# What to do
Copy each line of the data that has "Changed" in it.

Top of Provided records

PR #2372, opened 2018-10-05
Changed multi ifo coinc statistic

tapaimarton:
Changed the multiifo newsnr statistic to @tdent 's suggestion.

### DIFF
--- a/pycbc/events/stat.py
+++ b/pycbc/events/stat.py
@@ -146,7 +146,7 @@ class NewSNRStatistic(Stat):
         numpy.ndarray
             Array of coincident ranking statistic values
         """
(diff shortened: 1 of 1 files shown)


pycbc/events/stat.py
```diff
@@ -146,7 +146,7 @@ def coinc_multiifo(self, s, slide, step,
         numpy.ndarray
             Array of coincident ranking statistic values
         """
-        return (sum([s[i]**2 for i in s]))**0.5
+        return (sum([x**2 for x in s.values()]))**0.5
```
tdent: Looks good, but please use standard spacing etc. and better to be explicit that 2 is a float, i.e. `x ** 2.` and `(...) ** 0.5` with spaces.

PR #2381, opened 2018-10-12
Change workflow generator names to make except for temporary

tdent:
pycbc_create_offline_search_workflow is the work area for a multi-ifo replacement to pycbc_make_coinc_search_workflow, will be moved to a more 'consistent' name when ready


tdent:
ok, travis is failing since there are lots of other occurrences of 'pycbc_create_...workflow' hanging around.  will fix these ..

Bottom of Provided records

# Response
Changed multi ifo coinc statistic
Changed the multiifo newsnr statistic to @tdent 's suggestion.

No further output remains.